Interaction between two wholes

Homeopathy shows us that the absorption of any active substance leads to the interaction of two totalities: that of the patient and that of the remedy. When the two interacting totalities have nothing to do with one another – that is to say, when their respective symptoms are dissimilar – there is no particular susceptibility. Nothing happens, unless one persists by administering continuous and increasing doses, in which case a toxic picture may develop and more or less supplant the initial pathological picture.

On the other hand, if the two totalities are similar – that is to say, if the pathological picture of the administered drug resembles the totality manifested in the patient – then there is a high degree of susceptibility, and in this case the interaction is extremely violent.

(a) Revitalisation
It is because of these phenomena of major aggravation that the Law of Similars has remained unexploited since the dawn of medicine. It was upon observing these frightening symptoms for himself that Hahnemann came up with the idea of drastically reducing the doses to the point where he knew full well that no chemical trace of the substance remained… yet this still did not prevent the body from reacting to the presence of the medicine. This process of fractionation and succussion is called potentisation, and is not merely a dilution; anyone can try pouring a drop of strychnine into the ocean.

(b) Interaction of forces
Although recent discoveries point to crystalline microstructures within water, no one has yet been able to explain the nature of the dynamisation process.

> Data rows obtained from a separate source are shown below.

Issue #15902, opened 2023-08-04
Default search engines appear to almost always be reported as "custom" rather than the actual engine


Standard8:
## Steps to reproduce
From monitoring the [default search engine telemetry](https://dictionary.telemetry.mozilla.org/apps/firefox_ios/metrics/search_default_engine) since March, there is a significant trend where it appears nearly all users have search engines being reported as "custom".

In the 111 release #13145 landed, which touched the telemetry code and is likely to have caused this issue. In particular [these changes seem suspect](https://github.com/mozilla-mobile/firefox-ios/pull/13145/files#diff-524f55546265ad910ac7d316533e83ddf19bdd9ae945f65c23f2f5c14306d80e) because there should always be a default engine - if the search engines haven't loaded yet, we should probably be waiting for that to happen before reporting.

### Expected behavior
Telemetry should be reporting the user's actual engine, and only reporting `custom` if it is a third party engine.

### Actual behavior
Telemetry appears to be reporting `custom` all the time.

┆Issue is synchronized with this [Jira Task](https://mozilla-hub.atlassian.net/browse/FXIOS-7153)

data-sync-user:
➤ Andrei Bodea commented:

Verified as fixed on v121 (36782) with iPhone 15 Pro Max (17.2).

I was able to find the event and it shows the correct search engine that was selected "string": {55 "search.default_engine": "google-b-1-m".

data-sync-user:
➤ Preethi Issac commented:

Curtis Morales FYI

PR #16994, opened 2023-10-24
Bugfix FXIOS-7153 [v121] Search engine telemetry bug

adudenamedruby:
## :scroll: Tickets
[Jira ticket](https://mozilla-hub.atlassian.net/browse/FXIOS-7153)
[Github issue](https://github.com/mozilla-mobile/firefox-ios/issues/15902)

## :bulb: Description
Turns out the bug was that the SearchEngine that was created wasn't using the correctly initialized variable.
We are now using the profile's search engine, so this bug should be resolved. If there's a problem that the optional is `nil`, `custom` will still be returned, but there's no way around that, unless we desire to log the nil value itself.

## :pencil: Checklist


adudenamedruby:
@Standard8 This now fixes that issue we were talking about. The investigation revealed some weird interactions with how things were being used, so the fact that we're now grabbing from the `profile` should mean that a proper source of truth is respected, and we should be getting the correct things.

thatswinnie (approved):

PR #17006, opened 2023-10-24
Refactor FXIOS-7214 [v121] Remove unused FxA files

skhamis:
So I've identified what's most likely happening but not necessarily sure why it's only happening on main and not being caught in the PR CI.

[RustFirefoxAccounts](https://github.com/mozilla-mobile/firefox-ios/blob/69061996c5567abe485b9becd65dc8f529bbe4bb/RustFxA/RustFirefoxAccounts.swift#L31) uses a singleton pattern via the use of `shared`, which means it's initialized [_lazily_](https://docs.swift.org/swift-book/documentation/the-swift-programming-language/properties/#Global-and-Local-Variables) but guaranteed to be thread-safe. Unfortunately, the property [accountManager](https://github.com/mozilla-mobile/firefox-ios/blob/69061996c5567abe485b9becd65dc8f529bbe4bb/RustFxA/RustFirefoxAccounts.swift#L32C22-L32C22) is using `Deferred` to also initialize the rust side of things.

This wasn't an issue before due to [initGlean](https://github.com/mozilla-mobile/firefox-ios/blob/69061996c5567abe485b9becd65dc8f529bbe4bb/Client/Telemetry/TelemetryWrapper.swift#L202) being called wayyyy before. (Which, AFAIK, this code never accurately runs because accountManager is _never_ initialized at this point).

So this call to [startup](https://github.com/mozilla-mobile/firefox-ios/blob/69061996c5567abe485b9becd65dc8f529bbe4bb/Client/Application/AppLaunchUtil.swift#L74) executes fine normally because our class is already happily initialized and can continue on. Unfortunately, when I try to remove the code in `initGlean` the code now crashes (annoyingly only in main CI and TestFlight), however the stack trace is:

```
8   libc++abi.dylib        ...1fbc std::__terminate(void (*)()) + 16 (:-1)
9   libc++abi.dylib        ...1f4c std::terminate() + 36 (:-1)
10  libdispatch.dylib     ...1bb9a3ec0 _dispatch_client_callout + 40 (object.m:563)
11  libdispatch.dylib     ...1bb9a56ec _dispatch_once_callout + 32 (once.c:52)
12  Sync     ...ddfd9c RustFirefoxAccounts.shared.unsafeMutableAddressor + 20 (RustFirefoxAccounts.swift:31)
13  Sync     ...105ddfd9c specialized static RustFirefoxAccounts.startup(prefs:logger:) + 712 (RustFirefoxAccounts.swift:56)
14  Client   ...10243211c AppLaunchUtil.setUpPreLaunchDependencies() + 1984 (AppLaunchUtil.swift:74)
15  Client   ...1026fb950 specialized AppDelegate.application(_:willFinishLaunchingWithOptions:) + 820 (AppDelegate.swift:102)
```

Which I believe is why the crashes is happening all of a sudden after removing that code that was keeping RustFirefoxAccounts from normally crashing. My fix is to call `shared.accountManager` before we actually try to use it , which keeps the same "init stack" as before -- however there is no guarantee this works and would need to test by landing this in `main` and see if CI passes.

I strongly think we should refactor `RustFirefoxAccounts` to prevent these issues from creeping up but we'll save that for after this effort.

## :pencil: Checklist


Client/Telemetry/TelemetryWrapper.swift
```diff
@@ -196,20 +195,6 @@ class TelemetryWrapper: TelemetryWrapperProtocol, FeatureFlaggable {
         )
     }
 
-    // Sets hashed fxa sync device id for glean deletion ping
-    func setSyncDeviceId() {
-        // Grab our token so we can use the hashed_fxa_uid and clientGUID for deletion-request ping
-        guard let accountManager = RustFirefoxAccounts.shared.accountManager.peek(),
```
skhamis, line 202: This was what used to be holding everything together -- as this gets called before `setUpPreLaunchDependencies` which is where the CI crashes. Though shared.accountManager is never initialized at this point, so this never actually worked...

OrlaM (approved):

lmarceau (approved):

OrlaM:
@skhamis Unfortunately the issue was still occurring on Bitrise. This is a strange one 🤷‍♀️

Issue #17009, opened 2023-10-25
Incorrect behavior of "Learn how" button on Home screen banner


DianaBarladeanu:
**Steps to reproduce**
1. Clean install FF app
2. Complete the on boarding card flow without setting Firefox as your default browser
3. Relaunch FF 4 times until the homepage banner "Switch your default browser" is displayed
4. Tap on "Learn how"

**Expected behavior**
"Switch Your Default Browser" pop-up is displayed.
The user can either proceed to iOS settings in order to set FF as default browser or close the pop-up.

**Actual behavior**
"Switch Your Default Browser" pop up is displayed for only a couple of seconds and then it disappears.

**Device & build information**
* Device: iPhone SE (16.6.1)
* Build version: v120 (35504)
* First seen version: v120 (35504)

Notes
Attachments: 

https://github.com/mozilla-mobile/firefox-ios/assets/133357955/7e572f3a-5b16-4ad8-acdb-f97040a93292

┆Issue is synchronized with this [Jira Task](https://mozilla-hub.atlassian.net/browse/FXIOS-7631)

data-sync-user:
➤ Matthew Reagan commented:

Quick update: the tutorial getting dismissed is happening as a result of the changes from https://mozilla-hub.atlassian.net/browse/FXIOS-7537 ( https://mozilla-hub.atlassian.net/browse/FXIOS-7537|smart-link ) so we’ll need to be careful about addressing this to be sure it doesn’t regress the fix for FXIOS-7537.

I have two potential fixes we can use to address this, though if time permits it sounds like the team wants to discuss the architecture around the coordinator/dismissal code in more depth.

Moving this back to Open in the meantime until we have a chance to sync up about the best path forward.

data-sync-user:
➤ Andrei Bodea commented:

Verified as fixed on v120 (35673) with iPhone 13 Pro (15.7.1).
Note that I’ve tried 5 times and had no issues after pressing on Learn how.

PR #17050, opened 2023-10-27
Bugfix FXIOS-7631 [v120] Default browser tutorial dismissed incorrectly

mattreaganmozilla:
## :scroll: Tickets
[Jira ticket](https://mozilla-hub.atlassian.net/browse/FXIOS-7631)
[Github issue](https://github.com/mozilla-mobile/firefox-ios/issues/17009)

## :bulb: Description

When handling the default browser tutorial router we end up also calling into dimiss on the LaunchCoordinator child of the BrowserCoordinator (related: https://github.com/mozilla-mobile/firefox-ios/pull/16789). The trouble is that the coordinator was added as part of the same recursive handling in findAndHandle(route:) which also runs the dismissal code.

The fix here is a bit of a hack/workaround until we can refactor `findAndHandle(route:)` as part of [FXIOS-7641](https://mozilla-hub.atlassian.net/browse/FXIOS-7641). 

## :pencil: Checklist

### DIFF
--- a/Client/Coordinators/BaseCoordinator.swift
+++ b/Client/Coordinators/BaseCoordinator.swift
@@ -54,6 +54,8 @@ open class BaseCoordinator: NSObject, Coordinator {
                 // Dismiss any child of the matching coordinator that handles a route
                 for child in matchingCoordinator.childCoordinators {
                     guard child.isDismissable else { continue }
+                    guard shouldDismiss(coordinator: matchingCoordinator, for: route) else { continue }
+
                     matchingCoordinator.router.dismiss()
                     matchingCoordinator.remove(child: child)
                 }
@@ -66,5 +68,16 @@ open class BaseCoordinator: NSObject, Coordinator {
         savedRoute = route
         logger.log("Saved a route", level: .info, category: .coordinator)
         return nil
+    }
+
+    // Tentative fix for FXIOS-7631; this fixes the bug but may warrant add'tl team discussion/investigation to better
+    // understand the ideal way of addressing this. Related PR: https://github.com/mozilla-mobile/firefox-ios/pull/16789
+    private func shouldDismiss(coordinator: Coordinator, for route: Route) -> Bool {
+        switch route {
+        case .defaultBrowser(section: .tutorial):
+            return !(coordinator is BrowserCoordinator)
+        default:
+            return true
+        }
     }
 }
--- a/Client/Coordinators/BaseCoordinator.swift
+++ b/Client/Coordinators/BaseCoordinator.swift
@@ -12,7 +12,7 @@ open class BaseCoordinator: NSObject, Coordinator {
     var router: Router
     var logger: Logger
     var isDismissable: Bool { true }
-    var newlyAdded: Bool = false
+    var newlyAdded = false
 
     init(router: Router,
          logger: Logger = DefaultLogger.shared) {
--- a/Client/Coordinators/BaseCoordinator.swift
+++ b/Client/Coordinators/BaseCoordinator.swift
@@ -12,7 +12,7 @@ open class BaseCoordinator: NSObject, Coordinator {
     var router: Router
     var logger: Logger
     var isDismissable: Bool { true }
-    
+
     var newlyAdded = false
     private var isPerformingFindAndHandle = 0
 
--- a/Client/Coordinators/BaseCoordinator.swift
+++ b/Client/Coordinators/BaseCoordinator.swift
@@ -12,29 +12,26 @@ open class BaseCoordinator: NSObject, Coordinator {
     var router: Router
     var logger: Logger
     var isDismissable: Bool { true }
-
     var newlyAdded = false
-    private var isPerformingFindAndHandle = 0
+    private var mainQueue: DispatchQueueInterface
 
     init(router: Router,
-         logger: Logger = DefaultLogger.shared) {
+         logger: Logger = DefaultLogger.shared,
+         mainQueue: DispatchQueueInterface = DispatchQueue.main) {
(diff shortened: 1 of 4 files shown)


Client/Coordinators/BaseCoordinator.swift
```diff
@@ -37,6 +51,9 @@ open class BaseCoordinator: NSObject, Coordinator {
 
     @discardableResult
     func findAndHandle(route: Route) -> Coordinator? {
+        isPerformingFindAndHandle += 1
+        defer { isPerformingFindAndHandle -= 1 }
```
mattreaganmozilla, line 55: @lmarceau @OrlaM One small addition since this was reviewed earlier: this change allows the existing unit tests (like `testRemoveDismissableFromChild()`) to continue working without requiring a dispatch_async etc. It just skips this workaround entirely unless we can see that we're in the midst of recursing within `findAndHandle(route:)`. It will allow synchronous code to continue working as-is with no changes (since we only need to apply this bandaid when calling `add(child:)` while also recursing in the findAndHandle). LMK if any concerns, happy to remove/update this further.

lmarceau: We can maybe use instead a `DispatchQueueInterface` instead of directly calling `DispatchQueue.main.async` in prod code. Basically this enables us to remove the async component of unit tests, so `coordinator?.newlyAdded = false` would be called right away since we mock the dispatch queue (I believe this would fix the current issue with that particular test?)

If it does fix it, then we just need to inject a mock dispatch queue interface from the test, and have a default param of `= DispatchQueue.main` in production code. You can search `mainQueue: DispatchQueueInterface = DispatchQueue.main` in our codebase and you'll see different usage of this `DispatchQueueInterface`.

mattreaganmozilla: I think you're correct and that would fix the unit tests, my only other thought was that this addition might be safer in the client since ideally I don't think we want this workaround applying to all synchronous code. For ex. if you add a child coordinator on the main thread and somewhere later in the callstack (but before the main thread runloop has completed) we call into `findAndHandle()`, that child won't be dismissable (even if `isDismissable` is true) because it will be flagged as `newlyAdded`.

I don't know all of the use-cases / scenarios well enough to know if that's a problem or not, though I can imagine potential scenarios where this workaround perhaps shouldn't apply. Afaics, the only time the fix is really necessary is when we're adding the child while already recursing `findAndHandle`. So this seemed like a useful change to limit any unintended impacts.

I'm fine with either though so LMK if you have a preference either way, happy to update to use `DispatchQueueInterface`.

lmarceau: I think it's preferable to avoid changing production code as much as possible for unit tests.  Hence I think I prefer we go for `DispatchQueueInterface` instead of `isPerformingFindAndHandle` if possible 🙏

mattreaganmozilla: The `DispatchQueueInterface` approach will incur greater impacts to production since it will cause this workaround to be applied in more scenarios than (I think) it necessarily should be, but I'm Ok with either. Also, it's a separate topic but from a broader perspective it's kind of unfortunate that our unit tests run differently on CI than production. Ideally the tests should be exercising the code that is running for users in prod. If the code is specifically written to behave one way on CI and a different way in prod then I think it slightly diminishes their usefulness. In any case though hopefully this workaround won't be in place very long. I've pushed up the requested changes; I think there is still one test in `SceneCoordinatorTests` that may be failing, taking a closer look at that and then this should be ready to merge once reviewed.

OrlaM: The DispatchQueueInterface has pretty much no impact on production because it's just concealing DispatchQueue. 
The only real difference between CI and local is that CI is much slower, this has a tendency to expose flaky tests.

mattreaganmozilla: > has pretty much no impact on production because it's just concealing DispatchQueue.

The `MockDispatchQueue` operates differently than the default queue (`DispatchQueue.main`). The `testRemoveDismissableFromChild()` is good example I think: using the `MockDispatchQueue` means that unit test will pass on CI, because the code executing there is going to happen in a different order than identical code would in production. The same code + assertions running in production would actually fail. It's one of the reasons I was hoping to advocate for instead making this workaround more targeted (which would obviate the need for `DispatchQueueInterface` in BaseCoordinator entirely), and only apply the workaround when we can see we're in the midst of recursing through `findAndHandle(route:)`.

OrlaM: That's a fair point but personally I think it's a worthwhile trade off. On one hand  you have code with expectations set that expire after a set a mount of time which can result in flaky tests in slow environments. On the other hand you have stable tests that aren't necessarily testing the exact same behaviour as production code. In the first case, if something occasionally happens in the wrong order (a real issue) that is caught by tests the developer is likely to just re-run the tests because of the prevalence of flaky tests, thus missing the issue. In both cases the real issue is missed. Historically I haven't found unit tests to be very good at picking up intermittent timing issues or race conditions because of this.
This is a very interesting topic tho, with no clear correct answer. I think it would make a great discussion for our Thursday eng meeting. The agenda is in the invite if you want to add a topic.

lmarceau (approved):

lmarceau:

mattreaganmozilla:
Thanks @lmarceau for the backport and thank you both (+ @OrlaM) for the ongoing syncs. Going to merge for now but I can revert if we decide to take another approach before [7641](https://mozilla-hub.atlassian.net/browse/FXIOS-7641) is addressed.

Issue #16899, opened 2023-10-17
Fakespot - When there are no more highlights to display in expanded mode, do not show the "Show more" button


alinamoldovan84:
## Steps to reproduce
1. Search for a product having only one highlight group and it contains two one-line reviews: https://www.amazon.com/Simple-Joys-Carters-Snug-Fit-Halloween/dp/B083XK7SJR/
1. Check the highlights card 

### Expected behavior
"Show more" button should not be displayed

### Actual behavior
"Show more" button is displayed

### Device & build information
* Device: iPhone 14+(16.0.3) 
* Build version: v9000 (35230) 
* First seen version: ? 
### Notes
Attachments: 

https://github.com/mozilla-mobile/firefox-ios/assets/124251579/68efa58b-7a2a-47bb-a3bf-13f4dbf90b3d

┆Issue is synchronized with this [Jira Task](https://mozilla-hub.atlassian.net/browse/FXIOS-7595)

data-sync-user:
➤ Alina Moldovan commented:

Validated this issue using FF V9000 (36138) and iPhone 14+ (16.0.3)

Not able to reproduce this issue anymore.

PR #17092, opened 2023-11-01
Refactor FXIOS-7595 [v120] When there are no more highlights to display, do not show the "Show more" button

PARAIPAN9:
## :scroll: Tickets
[Jira ticket](https://mozilla-hub.atlassian.net/browse/FXIOS-7595)
[Github issue](https://github.com/mozilla-mobile/firefox-ios/issues/16899)

## Video

https://github.com/mozilla-mobile/firefox-ios/assets/51127880/9955df65-76ce-47a1-ad00-a1a06840a10b

## :pencil: Checklist


Shared/Extensions/String+Extension.swift
```diff
@@ -131,6 +131,22 @@ public extension String {
...
     }
 
+    /// Calculate and return the width of a string when rendered with a given font.
+    ///
+    /// - Parameters:
+    ///   - string: The input string for which you want to calculate the width.
+    ///   - font: The font that will be used to render the string.
+    ///
+    /// - Returns: The width of the string when rendered with the specified font.
+    func widthOfString(usingFont font: UIFont) -> CGFloat {
```
razvanlitianu, line 141: nit: `func width(with font: Font) -> CGFloat` is clear enough for me.

Client/Frontend/Fakespot/Views/FakespotHighlightsCardView.swift
```diff
@@ -86,6 +95,12 @@ class FakespotHighlightsCardView: UIView, ThemeApplicable {
     private var viewModel: FakespotHighlightsCardViewModel?
     private var isShowingPreview = true
 
+    private var safeAreaEdgeInsets: UIEdgeInsets {
+        guard let firstScene = UIApplication.shared.connectedScenes.first as? UIWindowScene else { return UIEdgeInsets() }
```
razvanlitianu, line 99: Can we move this as a  `UIApplication.shared` extension? Doesn't seem to be related to this view.

PARAIPAN9: Yes, sure.

Client/Frontend/Fakespot/Views/FakespotHighlightsCardView.swift
```diff
@@ -141,6 +150,36 @@ class FakespotHighlightsCardView: UIView, ThemeApplicable {
         dividerView.backgroundColor = theme.colors.borderPrimary
     }
 
+    override func layoutSubviews() {
+        super.layoutSubviews()
+        guard let viewModel else { return }
```
thatswinnie, line 155: Please combine these 3 guards into one.

Client/Frontend/Fakespot/Views/FakespotHighlightsCardView.swift
```diff
@@ -141,6 +150,36 @@ class FakespotHighlightsCardView: UIView, ThemeApplicable {
...
+
+        let highlightLabelWidth = longestReview.width(
+            with: DefaultDynamicFontHelper.preferredFont(
+                withTextStyle: .subheadline,
+                size: UX.titleFontSize,
+                weight: .semibold
+            )
+        )
+
+        let highlightsGroupViewWidth = (bounds.width - UIWindow.safeAreaInsets.left * 2) -
```
thatswinnie, line 167: Please add a comment on this calculation. Also we shouldn't force unwrap anything here - you could add `highlightGroups.first` to the guards above. The magic number `24` should be replaced with a UX constant.

Client/Frontend/Fakespot/Views/FakespotHighlightsCardView.swift
```diff
@@ -141,6 +150,36 @@ class FakespotHighlightsCardView: UIView, ThemeApplicable {
...
+        let areMoreThanTwoLines = highlightLabelWidth > highlightsGroupViewWidth
+
+        if areMoreThanTwoLines {
+            contentStackView.addArrangedSubview(dividerView)
+            contentStackView.addArrangedSubview(moreButton)
+        } else {
+            contentStackView.removeArrangedView(dividerView)
+            contentStackView.removeArrangedView(moreButton)
+        }
+        updateHighlights(areMoreThanTwoLines)
```
thatswinnie, line 180: I think it would be better to extract all of the code added in `layoutSubviews` into a method.

Shared/Extensions/String+Extension.swift
```diff
@@ -131,6 +131,20 @@ public extension String {
         return nsString.substring(with: match.range(at: 1))
     }
 
+    /// Calculates and returns the width of a string when rendered with a specified font.
+    ///
+    /// - Parameter font: The font that will be used to render the string.
+    ///
+    /// - Returns: The width of the string when rendered with the specified font.
+    func width(with font: UIFont) -> CGFloat {
```
lmarceau, line 139: IMO I would keep this in the FakeSpot VC. I don't think we want this to be a standard practice to measure the width of a string. It should be an exception

razvanlitianu: I get where Sorin's coming from. It's kind of a Swift thing to do, and sticking it in Fakespot VC could clutter things up with extras that aren't really about what the VC is supposed to do. Extensions are pretty handy in Swift for this sort of thing, so maybe that's the way to go.

lmarceau: It's a basic Swift thing to do yes and most people do it by default, but we challenged that in previous eng sync meetings. We also had this conversation multiple times together already, but as said in the past we're trying to avoid extension usage unless specifically needed. Measuring the width of a string isn't a behavior we should have by default as it encourage going away from supporting automatic sizing, which is needed for dynamic type. It can be done where needed, but I wouldn't vote to encourage such behavior in our app. Happy to discuss further if needed and bring this up to the team.

Client/Extensions/UIWindow+Extension.swift
```diff
@@ -40,5 +40,10 @@ extension UIWindow {
     static var statusBarHeight: CGFloat {
         keyWindow?.windowScene?.statusBarManager?.statusBarFrame.height ?? 0
     }
+
+    static var safeAreaInsets: UIEdgeInsets {
```
thatswinnie, line 44: This should be moved to `FakespotHighlightsCardView`.

thatswinnie (approved):

thatswinnie:

Issue #17063, opened 2023-10-31
CFR shown on homepage


alinamoldovan84:
## Steps to reproduce
1.  Clean install the FF 
1. Make sure you have “Homepage after four hours of inactivity” activated. Hamburger Menu → Settings → Homepage → check Homepage after four hours of inactivity
1. Navigate to a PDP 
1. Check the CFR -> The 1st CFR is correctly displayed 
1. From settings move the time 12h forward 
1. Foreground the FF App 

### Expected behavior
Homepage is displayed and the CFR should be closed 

### Actual behavior
Homepage is displayed and the CFR is displayed

### Device & build information
* Device:  14+ (16.0.3 
* Build version: V9000 (35650)  
* First seen version: V9000 (35650) 

### Notes
Attachments: 

![image](https://github.com/mozilla-mobile/firefox-ios/assets/124251579/9de3a3de-ddb3-48dc-8d03-16b0a6e087fc)

┆Issue is synchronized with this [Jira Task](https://mozilla-hub.atlassian.net/browse/FXIOS-7647)

data-sync-user:
➤ Alina Moldovan commented:

Please note that the same issue reproduces for review checker bottom sheet

data-sync-user:
➤ Andrei Bodea commented:

Verified as fixed on v9000 (35936) with iPhone 13 Pro (15.7.1).

To be checked when the official v120 build will be created with this fix.

Please note that I was able to verify this for both top and bottom toolbars.

PR #17095, opened 2023-11-01
Bugfix FXIOS-7647 [v120] Shopping CFR shown on homepage

PARAIPAN9:
## :scroll: Tickets
[Jira ticket](https://mozilla-hub.atlassian.net/browse/FXIOS-7647)
[Github issue](https://github.com/mozilla-mobile/firefox-ios/issues/17063)

## :pencil: Checklist


Client/Frontend/Browser/BrowserViewController.swift
```diff
@@ -420,7 +420,12 @@ class BrowserViewController: UIViewController,
             urlBar.locationView.tabDidChangeContentBlocking(tab)
         }
 
-        _ = tabManager.startAtHomeCheck()
+        if tabManager.startAtHomeCheck() {
+            guard let presentedViewController else { return }
+            if presentedViewController.modalPresentationStyle == .popover {
+                dismissVC()
+            }
+        }
```
OrlaM, line 428: Is there a way to move this logic into the coordinator when the new tab is opened?

cc @lmarceau

lmarceau: Mh. Just realized for the URL bar CFR we hold off presenting it until the start at home check is done.

```
        // Checks if the app started with the Homepage tab
        // If true, don't show the CFR to avoid showing it on the Homepage
        guard !didStartAtHome else {
            didStartAtHome = false
            return
        }
```

So if we `didStartAtHome = tabManager.startAtHomeCheck()` instead it will solve it as this check protects the shopping CFR 🤔  
```        
let contextualViewProvider = ContextualHintViewProvider(forHintType: .shoppingExperience,
                                                                                               with: profile)
```

Why I say this is because CFRs aren't part of coordinator work as of now, and this change seems minimal enough if it works?

PARAIPAN9: If we use didStartAtHome = tabManager.startAtHomeCheck() and it returns true, we need to immediately set didStartAtHome to false. Otherwise, if there is a tab open, the shopping CFR won't show, only if we refresh the page. This PR checks in case the CFR was not closed. The user has put the app in the background for over 4 hours and then put it in the foreground, a new homepage tab is created, and we need to check if the CFR is on the screen and dismiss it; otherwise, it will be left hanging on the homepage tab.

This check is when we want to present the CFR and we cold start the app:

// Checks if the app started with the Homepage tab
// If true, don't show the CFR to avoid displaying it on the Homepage
guard !didStartAtHome else {
    didStartAtHome = false
    return
}

This check is when the CFR was not closed:

if tabManager.startAtHomeCheck() {
    guard let presentedViewController else { return }
    if presentedViewController.modalPresentationStyle == .popover {
        dismissVC()
    }
}

didStartAtHome = tabManager.startAtHomeCheck() won't fix the problem because the CFR is already on the screen.

We could also do this, but I don't see the point in doing it, instead we could check directly, as in the PR.

didStartAtHome = tabManager.startAtHomeCheck()
if didStartAtHome {
    didStartAtHome = false
    guard let presentedViewController else { return }
    if presentedViewController.modalPresentationStyle == .popover {
        dismissVC()
    }
}

lmarceau: I guess we'll go the coordinator route then. I have [a branch](https://github.com/mozilla-mobile/firefox-ios/compare/main...lmarceau:firefox-ios:lm/test-for-fakespot-cfr) that solve the problem I believe, let me know if that works.

PARAIPAN9: It works well, TY! Good Job!!

lmarceau (approved):

OrlaM (approved):

PARAIPAN9:
I'll approve your code and you mine, are we good now? 🤣

lmarceau:
@PARAIPAN9 bad news, we have a bunch of UI tests that failed 🙈 

I can't see which one for some reasons thought, I'll wait and see in case this updates
Screenshot 2023-11-02 at 12 36 12 PM

PARAIPAN9:
I think the current solution is better, because it's more general, otherwise more bugs will come.

lmarceau:
Hola, just wanna make sure it's stated on the PR. This still needs works as there's UI tests failing. We need to determine what is causing the failures first, then we can think of a path forward.

PARAIPAN9:
This is my next priority.

clarmso:
👀 Let me take a look at the failing tests.

PARAIPAN9:
Reverted the coordinator changes. It breaks important app functionality.

lmarceau (approved):

Client/Frontend/Browser/BrowserViewController.swift
```diff
@@ -420,7 +420,10 @@ class BrowserViewController: UIViewController,
             urlBar.locationView.tabDidChangeContentBlocking(tab)
         }
 
-        _ = tabManager.startAtHomeCheck()
+        if tabManager.startAtHomeCheck() {
+            guard presentedViewController != nil else { return }
+                dismissVC()
```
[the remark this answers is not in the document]
lmarceau: I'll merge even with this. We'll rework this area anyway with https://github.com/mozilla-mobile/firefox-ios/pull/17226

lmarceau:
FYI for further note, the app functionality mentioned above were principally modals that were dismissed when they shouldn't. In some occasions, the download confirmation modal or the tabs tray were dismissed, amongst other things. So if we want to go this route with coordinators we'll have to revisit this logic on that matter.

lmarceau:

We shall bear in mind that only a dynamic agent can be perceived by the “imbalanced” vital force, and it is indeed on this dynamic, non-material plane that healing takes place. Naturally, these concepts have been rejected by scientific materialism ever since Hahnemann’s time, and today these ideas are opposed with the same vehemence. Yet they stem from simple observation and logical reasoning.

(c) Homeopathy
It is always the case that, when two similar totalities interact, the stronger one will be capable of destroying the weaker one. This is what Hahnemann states (Organon §26):
In a living organism, a weaker dynamic condition is permanently suppressed by a stronger one, provided that the latter (whilst belonging to a different species) is nevertheless very similar to the former in its manifestation.
In 30 years of practice, I have found it impossible to refute Hahnemann’s conclusions, which we have just briefly outlined here. The aim of the School is to make the knowledge that is so often neglected in homeopathy today accessible to as many people as possible, to raise public awareness, and to train the next generation of competent homeopaths.